### INPUT MATERIAL
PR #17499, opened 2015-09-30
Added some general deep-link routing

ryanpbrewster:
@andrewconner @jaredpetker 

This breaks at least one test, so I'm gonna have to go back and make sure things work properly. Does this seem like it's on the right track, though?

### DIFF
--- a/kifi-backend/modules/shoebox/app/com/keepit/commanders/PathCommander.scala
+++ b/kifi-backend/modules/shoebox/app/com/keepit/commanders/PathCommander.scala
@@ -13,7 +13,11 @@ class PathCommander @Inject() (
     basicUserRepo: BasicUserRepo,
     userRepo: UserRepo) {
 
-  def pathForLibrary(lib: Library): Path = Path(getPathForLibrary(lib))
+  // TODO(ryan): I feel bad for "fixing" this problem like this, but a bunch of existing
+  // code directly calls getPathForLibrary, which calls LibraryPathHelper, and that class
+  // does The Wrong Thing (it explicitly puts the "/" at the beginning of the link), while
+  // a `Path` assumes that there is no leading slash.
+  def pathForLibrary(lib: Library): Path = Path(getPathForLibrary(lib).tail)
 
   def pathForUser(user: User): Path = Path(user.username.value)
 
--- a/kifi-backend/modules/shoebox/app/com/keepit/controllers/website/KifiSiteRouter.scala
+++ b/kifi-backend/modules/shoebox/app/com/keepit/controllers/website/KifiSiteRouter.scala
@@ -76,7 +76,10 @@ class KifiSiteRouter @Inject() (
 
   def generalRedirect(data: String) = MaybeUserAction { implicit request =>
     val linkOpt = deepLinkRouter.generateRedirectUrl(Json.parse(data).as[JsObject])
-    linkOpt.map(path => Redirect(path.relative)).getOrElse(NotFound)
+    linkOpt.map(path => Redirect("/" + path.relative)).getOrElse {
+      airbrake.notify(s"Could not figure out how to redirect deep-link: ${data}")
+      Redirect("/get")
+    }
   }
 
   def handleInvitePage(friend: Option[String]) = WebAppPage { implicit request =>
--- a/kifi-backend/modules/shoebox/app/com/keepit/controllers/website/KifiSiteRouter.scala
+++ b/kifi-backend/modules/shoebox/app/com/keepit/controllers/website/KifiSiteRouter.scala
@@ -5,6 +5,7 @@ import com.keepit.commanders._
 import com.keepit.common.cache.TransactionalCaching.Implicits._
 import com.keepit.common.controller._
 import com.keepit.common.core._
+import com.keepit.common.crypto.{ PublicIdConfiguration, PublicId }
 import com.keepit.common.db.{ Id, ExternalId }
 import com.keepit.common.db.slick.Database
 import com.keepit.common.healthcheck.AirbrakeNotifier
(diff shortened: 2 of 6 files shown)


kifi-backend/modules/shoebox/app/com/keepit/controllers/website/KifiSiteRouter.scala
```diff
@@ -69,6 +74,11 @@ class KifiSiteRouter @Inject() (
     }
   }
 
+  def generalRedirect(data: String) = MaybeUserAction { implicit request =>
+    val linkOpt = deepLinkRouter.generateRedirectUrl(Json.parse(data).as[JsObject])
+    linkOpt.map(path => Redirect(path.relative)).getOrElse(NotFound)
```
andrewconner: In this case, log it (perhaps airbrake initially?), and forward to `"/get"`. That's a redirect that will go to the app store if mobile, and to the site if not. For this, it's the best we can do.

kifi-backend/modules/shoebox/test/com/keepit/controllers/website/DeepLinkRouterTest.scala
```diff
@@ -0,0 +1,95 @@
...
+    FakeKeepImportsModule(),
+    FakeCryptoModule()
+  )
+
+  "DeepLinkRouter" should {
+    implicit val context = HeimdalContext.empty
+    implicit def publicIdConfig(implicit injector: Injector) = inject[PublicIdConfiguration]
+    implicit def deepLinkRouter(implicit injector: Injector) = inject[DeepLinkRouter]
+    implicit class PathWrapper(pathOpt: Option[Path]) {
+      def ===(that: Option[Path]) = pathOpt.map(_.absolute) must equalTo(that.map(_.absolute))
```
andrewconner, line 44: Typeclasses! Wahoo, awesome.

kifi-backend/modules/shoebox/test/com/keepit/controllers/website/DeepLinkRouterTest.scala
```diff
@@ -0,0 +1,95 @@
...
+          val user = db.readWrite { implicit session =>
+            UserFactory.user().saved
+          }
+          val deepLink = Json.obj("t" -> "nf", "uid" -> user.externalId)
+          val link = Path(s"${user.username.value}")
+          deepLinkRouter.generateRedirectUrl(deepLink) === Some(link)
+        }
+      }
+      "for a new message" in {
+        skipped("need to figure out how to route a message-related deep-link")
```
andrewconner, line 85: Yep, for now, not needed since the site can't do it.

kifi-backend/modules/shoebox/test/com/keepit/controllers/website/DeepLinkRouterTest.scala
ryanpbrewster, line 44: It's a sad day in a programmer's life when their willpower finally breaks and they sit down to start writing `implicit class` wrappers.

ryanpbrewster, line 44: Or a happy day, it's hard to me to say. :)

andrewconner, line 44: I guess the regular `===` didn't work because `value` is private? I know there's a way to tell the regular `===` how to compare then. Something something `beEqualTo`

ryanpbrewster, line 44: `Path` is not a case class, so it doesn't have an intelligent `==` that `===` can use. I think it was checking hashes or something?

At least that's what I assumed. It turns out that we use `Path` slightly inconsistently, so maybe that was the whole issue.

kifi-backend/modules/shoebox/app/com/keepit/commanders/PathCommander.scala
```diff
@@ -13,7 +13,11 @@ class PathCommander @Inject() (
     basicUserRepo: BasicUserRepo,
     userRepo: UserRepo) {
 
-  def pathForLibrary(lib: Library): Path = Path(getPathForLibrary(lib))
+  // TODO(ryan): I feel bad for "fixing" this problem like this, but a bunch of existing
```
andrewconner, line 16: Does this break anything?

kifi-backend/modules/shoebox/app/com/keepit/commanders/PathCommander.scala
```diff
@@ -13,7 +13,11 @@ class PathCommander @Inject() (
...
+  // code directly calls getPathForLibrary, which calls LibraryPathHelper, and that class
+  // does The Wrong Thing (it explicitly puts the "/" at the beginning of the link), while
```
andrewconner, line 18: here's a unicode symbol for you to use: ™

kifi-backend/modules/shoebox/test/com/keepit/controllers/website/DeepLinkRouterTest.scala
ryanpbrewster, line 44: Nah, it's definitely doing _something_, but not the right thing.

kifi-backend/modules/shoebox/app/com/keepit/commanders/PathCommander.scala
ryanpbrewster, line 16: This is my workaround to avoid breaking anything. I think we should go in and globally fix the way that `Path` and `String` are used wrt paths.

### REQUIRED WORK
Print the material in full. Keep it exactly as it is.

### SOLVED EXERCISE
PR #17499, opened 2015-09-30
Added some general deep-link routing

ryanpbrewster:
@andrewconner @jaredpetker 

This breaks at least one test, so I'm gonna have to go back and make sure things work properly. Does this seem like it's on the right track, though?

### DIFF
--- a/kifi-backend/modules/shoebox/app/com/keepit/commanders/PathCommander.scala
+++ b/kifi-backend/modules/shoebox/app/com/keepit/commanders/PathCommander.scala
@@ -13,7 +13,11 @@ class PathCommander @Inject() (
     basicUserRepo: BasicUserRepo,
     userRepo: UserRepo) {
 
-  def pathForLibrary(lib: Library): Path = Path(getPathForLibrary(lib))
+  // TODO(ryan): I feel bad for "fixing" this problem like this, but a bunch of existing
+  // code directly calls getPathForLibrary, which calls LibraryPathHelper, and that class
+  // does The Wrong Thing (it explicitly puts the "/" at the beginning of the link), while
+  // a `Path` assumes that there is no leading slash.
+  def pathForLibrary(lib: Library): Path = Path(getPathForLibrary(lib).tail)
 
   def pathForUser(user: User): Path = Path(user.username.value)
 
--- a/kifi-backend/modules/shoebox/app/com/keepit/controllers/website/KifiSiteRouter.scala
+++ b/kifi-backend/modules/shoebox/app/com/keepit/controllers/website/KifiSiteRouter.scala
@@ -76,7 +76,10 @@ class KifiSiteRouter @Inject() (
 
   def generalRedirect(data: String) = MaybeUserAction { implicit request =>
     val linkOpt = deepLinkRouter.generateRedirectUrl(Json.parse(data).as[JsObject])
-    linkOpt.map(path => Redirect(path.relative)).getOrElse(NotFound)
+    linkOpt.map(path => Redirect("/" + path.relative)).getOrElse {
+      airbrake.notify(s"Could not figure out how to redirect deep-link: ${data}")
+      Redirect("/get")
+    }
   }
 
   def handleInvitePage(friend: Option[String]) = WebAppPage { implicit request =>
--- a/kifi-backend/modules/shoebox/app/com/keepit/controllers/website/KifiSiteRouter.scala
+++ b/kifi-backend/modules/shoebox/app/com/keepit/controllers/website/KifiSiteRouter.scala
@@ -5,6 +5,7 @@ import com.keepit.commanders._
 import com.keepit.common.cache.TransactionalCaching.Implicits._
 import com.keepit.common.controller._
 import com.keepit.common.core._
+import com.keepit.common.crypto.{ PublicIdConfiguration, PublicId }
 import com.keepit.common.db.{ Id, ExternalId }
 import com.keepit.common.db.slick.Database
 import com.keepit.common.healthcheck.AirbrakeNotifier
(diff shortened: 2 of 6 files shown)


kifi-backend/modules/shoebox/app/com/keepit/controllers/website/KifiSiteRouter.scala
```diff
@@ -69,6 +74,11 @@ class KifiSiteRouter @Inject() (
     }
   }
 
+  def generalRedirect(data: String) = MaybeUserAction { implicit request =>
+    val linkOpt = deepLinkRouter.generateRedirectUrl(Json.parse(data).as[JsObject])
+    linkOpt.map(path => Redirect(path.relative)).getOrElse(NotFound)
```
andrewconner: In this case, log it (perhaps airbrake initially?), and forward to `"/get"`. That's a redirect that will go to the app store if mobile, and to the site if not. For this, it's the best we can do.

kifi-backend/modules/shoebox/test/com/keepit/controllers/website/DeepLinkRouterTest.scala
```diff
@@ -0,0 +1,95 @@
...
+    FakeKeepImportsModule(),
+    FakeCryptoModule()
+  )
+
+  "DeepLinkRouter" should {
+    implicit val context = HeimdalContext.empty
+    implicit def publicIdConfig(implicit injector: Injector) = inject[PublicIdConfiguration]
+    implicit def deepLinkRouter(implicit injector: Injector) = inject[DeepLinkRouter]
+    implicit class PathWrapper(pathOpt: Option[Path]) {
+      def ===(that: Option[Path]) = pathOpt.map(_.absolute) must equalTo(that.map(_.absolute))
```
andrewconner, line 44: Typeclasses! Wahoo, awesome.

kifi-backend/modules/shoebox/test/com/keepit/controllers/website/DeepLinkRouterTest.scala
```diff
@@ -0,0 +1,95 @@
...
+          val user = db.readWrite { implicit session =>
+            UserFactory.user().saved
+          }
+          val deepLink = Json.obj("t" -> "nf", "uid" -> user.externalId)
+          val link = Path(s"${user.username.value}")
+          deepLinkRouter.generateRedirectUrl(deepLink) === Some(link)
+        }
+      }
+      "for a new message" in {
+        skipped("need to figure out how to route a message-related deep-link")
```
andrewconner, line 85: Yep, for now, not needed since the site can't do it.

kifi-backend/modules/shoebox/test/com/keepit/controllers/website/DeepLinkRouterTest.scala
ryanpbrewster, line 44: It's a sad day in a programmer's life when their willpower finally breaks and they sit down to start writing `implicit class` wrappers.

ryanpbrewster, line 44: Or a happy day, it's hard to me to say. :)

andrewconner, line 44: I guess the regular `===` didn't work because `value` is private? I know there's a way to tell the regular `===` how to compare then. Something something `beEqualTo`

ryanpbrewster, line 44: `Path` is not a case class, so it doesn't have an intelligent `==` that `===` can use. I think it was checking hashes or something?

At least that's what I assumed. It turns out that we use `Path` slightly inconsistently, so maybe that was the whole issue.

kifi-backend/modules/shoebox/app/com/keepit/commanders/PathCommander.scala
```diff
@@ -13,7 +13,11 @@ class PathCommander @Inject() (
     basicUserRepo: BasicUserRepo,
     userRepo: UserRepo) {
 
-  def pathForLibrary(lib: Library): Path = Path(getPathForLibrary(lib))
+  // TODO(ryan): I feel bad for "fixing" this problem like this, but a bunch of existing
```
andrewconner, line 16: Does this break anything?

kifi-backend/modules/shoebox/app/com/keepit/commanders/PathCommander.scala
```diff
@@ -13,7 +13,11 @@ class PathCommander @Inject() (
...
+  // code directly calls getPathForLibrary, which calls LibraryPathHelper, and that class
+  // does The Wrong Thing (it explicitly puts the "/" at the beginning of the link), while
```
andrewconner, line 18: here's a unicode symbol for you to use: ™

kifi-backend/modules/shoebox/test/com/keepit/controllers/website/DeepLinkRouterTest.scala
ryanpbrewster, line 44: Nah, it's definitely doing _something_, but not the right thing.

kifi-backend/modules/shoebox/app/com/keepit/commanders/PathCommander.scala
ryanpbrewster, line 16: This is my workaround to avoid breaking anything. I think we should go in and globally fix the way that `Path` and `String` are used wrt paths.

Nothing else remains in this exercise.